BEGIN

PR #671, opened 2026-09-04
Fix prepared statement result format

### LINKED ISSUE #303: Prepared queries encoding/decoding error
### Describe the bug

Substitution of parameters ($1, $2, ...) to prepared queries fails. E.g. for `Int` value 10 it fails with error message «server: invalid byte sequence for encoding "UTF8": 0x00 (report_invalid_encoding)». I guess the problem is that format (text or binary) is incorrect. The same for unprepared queries works fine.

Decoding of values fails too. Simple `SELECT 10` as prepared query can't decode the result as `Int`, but decodes it as `Data` of 4 bytes (0x00, 0x00, 0x00, 0x0A). In this case the problem is in «Int+PostgresCodable.swift:254» converting "\0\0\0\10" string to `Int`. But if format of the received cells is changed to `.binary` before decoding then values are successfully decoded.

### To Reproduce

That's Xcode tests:
```swift
func testSelectPlain() async throws {
        let postgres = try await Postgres()

        let result = try postgres.connection.query("SELECT 10, 20", logger: postgres.logger).wait()

        let rows = result.rows
        XCTAssertEqual(rows.count, 1)

        let values = try rows.first!.decode((Int, Int).self, context: .default)
        XCTAssertEqual(values.0, 10)
        XCTAssertEqual(values.1, 20)
    }


    func testSelectPlainPrepared() async throws {
        let postgres = try await Postgres()

        let query = try postgres.connection.prepare(query: "SELECT 10, 20").wait()

        let rows = try query.execute().wait()
        XCTAssertEqual(rows.count, 1)

        let values = try rows.first!.decode((Int, Int).self, context: .default)
        XCTAssertEqual(values.0, 10)
        XCTAssertEqual(values.1, 20)
    }


    func testSelectPlainPreparedBinary() async throws {
        let postgres = try await Postgres()

        let query = try postgres.connection.prepare(query: "SELECT 10, 20").wait()

        let rows = try query.execute().wait()
        XCTAssertEqual(rows.count, 1)

        var iterator = rows.first!.makeIterator()
        if var cell = iterator.next() {
            cell.format = .binary
            let value = try cell.decode(Int.self, context: .default)
            XCTAssertEqual(value, 10)
        }
        if var cell = iterator.next() {
            cell.format = .binary
            let value = try cell.decode(Int.self, context: .default)
            XCTAssertEqual(value, 20)
        }
    }


    func testSelectFormatted() async throws {
        let postgres = try await Postgres()

        let result = try postgres.connection.query("SELECT $1, $2", [ 10, 20 ].map { $0.postgresData! }).wait()

        let rows = result.rows
        XCTAssertEqual(rows.count, 1)

        let values = try rows.first!.decode((Int, Int).self, context: .default)
        XCTAssertEqual(values.0, 10)
        XCTAssertEqual(values.1, 20)
    }


    func testSelectFormattedPrepared() async throws {
        let postgres = try await Postgres()

        let query = try postgres.connection.prepare(query: "SELECT $1, $2").wait()

        let rows = try query.execute([ 10, 20 ].map { $0.postgresData! }).wait()
        XCTAssertEqual(rows.count, 1)

        let values = try rows.first!.decode((Int, Int).self, context: .default)
        XCTAssertEqual(values.0, 10)
        XCTAssertEqual(values.1, 20)
    }


    private class Postgres {

        let connection: PostgresConnection

        let logger = Logger(label: "postgres-logger")


        init() async throws {

            do {
                connection = try await PostgresConnection.connect(
                    on: eventLoopGroup.next(),
                    configuration: .init(
                        connection: .init(
                            host: "localhost",
                            port: 5432
                        ),
                        authentication: .init(
                            username: "postgres",
                            database: nil,
                            password: nil
                        ),
                        tls: .disable
                    ),
                    id: 1,
                    logger: logger
                )
                self.eventLoopGroup = eventLoopGroup
            }
            catch {
                try? eventLoopGroup.syncShutdownGracefully()
                throw error
            }
        }

        deinit {
            do {
                try connection.close().wait()
                try eventLoopGroup.syncShutdownGracefully()
            }
            catch { print("Failed to stop instance of KvPostgreSQL with error: \(error)") }
        }


        private let eventLoopGroup: MultiThreadedEventLoopGroup
    }
```

1. Add package with configuration '.package(url: "https://github.com/vapor/postgres-nio.git", from: "1.11.0")'
2. Run tests above.
3. See errors in `testSelectPlainPrepared()` and `testSelectFormattedPrepared()`.
4. See walk around in `testSelectPlainPreparedBinary()`.

### Expected behavior

Correct encoding and decoding of values for prepared queries.

### Environment

* Vapor Framework version: PostgresNIO 1.11.0
* Postgres: PostgreSQL 14.4 on aarch64-apple-darwin20.6.0, compiled by Apple clang version 12.0.5 (clang-1205.0.22.9), 64-bit
* OS version: MacOS 12.4
* Xcode: 13.4.1

ptoffy:
Fixes #303 

We're not correctly parsing metadata, parsing it as text instead of binary. This isn't hit by the new prepared statement APIs but since it's a one line fix we might as well add it

### DIFF
--- a/Sources/PostgresNIO/New/Connection State Machine/ExtendedQueryStateMachine.swift
+++ b/Sources/PostgresNIO/New/Connection State Machine/ExtendedQueryStateMachine.swift
@@ -267,7 +267,7 @@ struct ExtendedQueryStateMachine {
             return .wait
 
         case .prepareStatement(_, _, _, let eventLoopPromise):
-            return .succeedPreparedStatementCreation(eventLoopPromise, with: rowDescription)
+            return .succeedPreparedStatementCreation(eventLoopPromise, with: RowDescription(columns: columns))
         }
     }
     
--- a/Tests/IntegrationTests/PreparedQueryIntegrationTests.swift
+++ b/Tests/IntegrationTests/PreparedQueryIntegrationTests.swift
@@ -1,0 +1,58 @@
+import Logging
+import NIOCore
+import NIOPosix
+import PostgresNIO
+import Testing
+
+@Suite
+struct PreparedQueryIntegrationTests {
+    @Test(.bug("https://github.com/vapor/postgres-nio/issues/303"))
+    func selectPlain() async throws {
+        try await withTestConnection(on: MultiThreadedEventLoopGroup.singleton.any()) { connection in
+            let result = try await connection.query("SELECT 10, 20", logger: .psqlTest).collect()
+
+            #expect(result.count == 1)
+            let values = try #require(result.first).decode((Int, Int).self)
+            #expect(values == (10, 20))
+        }
+    }
+
+    @Test(.bug("https://github.com/vapor/postgres-nio/issues/303"))
+    func selectPlainPrepared() async throws {
+        try await withTestConnection(on: MultiThreadedEventLoopGroup.singleton.any()) { connection in
+            let prepared = try await connection.prepare(query: "SELECT 10, 20").get()
+            let rows = try await prepared.execute().get()
+
+            #expect(rows.count == 1)
+            let values = try #require(rows.first).decode((Int, Int).self)
+            #expect(values == (10, 20))
+
+            try await prepared.deallocate().get()
+        }
+    }
+
+    @Test(.bug("https://github.com/vapor/postgres-nio/issues/303"))
+    func selectBound() async throws {
+        try await withTestConnection(on: MultiThreadedEventLoopGroup.singleton.any()) { connection in
+            let result = try await connection.query("SELECT \(10)::int8, \(20)::int8", logger: .psqlTest).collect()
+
+            #expect(result.count == 1)
+            let values = try #require(result.first).decode((Int, Int).self)
+            #expect(values == (10, 20))
+        }
+    }
+
+    @Test(.bug("https://github.com/vapor/postgres-nio/issues/303"))
+    func selectBoundPrepared() async throws {
+        try await withTestConnection(on: MultiThreadedEventLoopGroup.singleton.any()) { connection in
+            let prepared = try await connection.prepare(query: "SELECT $1::int8, $2::int8").get()
+            let rows = try await prepared.execute([PostgresData(int: 10), PostgresData(int: 20)]).get()
+
+            #expect(rows.count == 1)
+            let values = try #require(rows.first).decode((Int, Int).self)
+            #expect(values == (10, 20))
+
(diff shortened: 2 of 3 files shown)


Tests/IntegrationTests/PreparedQueryIntegrationTests.swift
```diff
@@ -0,0 +1,58 @@
+import Logging
+import NIOCore
+import NIOPosix
+import PostgresNIO
+import Testing
+
+@Suite
+struct PreparedQueryIntegrationTests {
```
fabianfett, line 8: which of these tests didn't succeed before?

Sources/PostgresNIO/New/Connection State Machine/ExtendedQueryStateMachine.swift
```diff
@@ -267,7 +267,7 @@ struct ExtendedQueryStateMachine {
             return .wait
 
         case .prepareStatement(_, _, _, let eventLoopPromise):
-            return .succeedPreparedStatementCreation(eventLoopPromise, with: rowDescription)
+            return .succeedPreparedStatementCreation(eventLoopPromise, with: RowDescription(columns: columns))
```
fabianfett, line 270: Generally I agree with the fix. I'm just wondering why this worked before.

fabianfett (changes requested):
Love it, lets add a unit test as well please though.

Sources/PostgresNIO/New/Connection State Machine/ExtendedQueryStateMachine.swift
ptoffy: it did sometimes when the text format format matched the binary one. when it didn't it would throw. this is specific to the legacy `PreparedQuery` API because with the new API we're setting to binary later on in https://github.com/vapor/postgres-nio/blob/main/Sources/PostgresNIO/New/Connection%20State%20Machine/PreparedStatementStateMachine.swift#L51

Tests/IntegrationTests/PreparedQueryIntegrationTests.swift
ptoffy: `selectPlainPrepared` and `selectBoundPrepared`. we can probably remove the other ones. I added them since they were in the issue

fabianfett (approved):
LGTM, thanks!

END

Write out word for word only the lines from the one with "fabianfett, line 270: Generally" to the end of the material, both ends included.

fabianfett, line 270: Generally I agree with the fix. I'm just wondering why this worked before.

fabianfett (changes requested):
Love it, lets add a unit test as well please though.

Sources/PostgresNIO/New/Connection State Machine/ExtendedQueryStateMachine.swift
ptoffy: it did sometimes when the text format format matched the binary one. when it didn't it would throw. this is specific to the legacy `PreparedQuery` API because with the new API we're setting to binary later on in https://github.com/vapor/postgres-nio/blob/main/Sources/PostgresNIO/New/Connection%20State%20Machine/PreparedStatementStateMachine.swift#L51

Tests/IntegrationTests/PreparedQueryIntegrationTests.swift
ptoffy: `selectPlainPrepared` and `selectBoundPrepared`. we can probably remove the other ones. I added them since they were in the issue

fabianfett (approved):
LGTM, thanks!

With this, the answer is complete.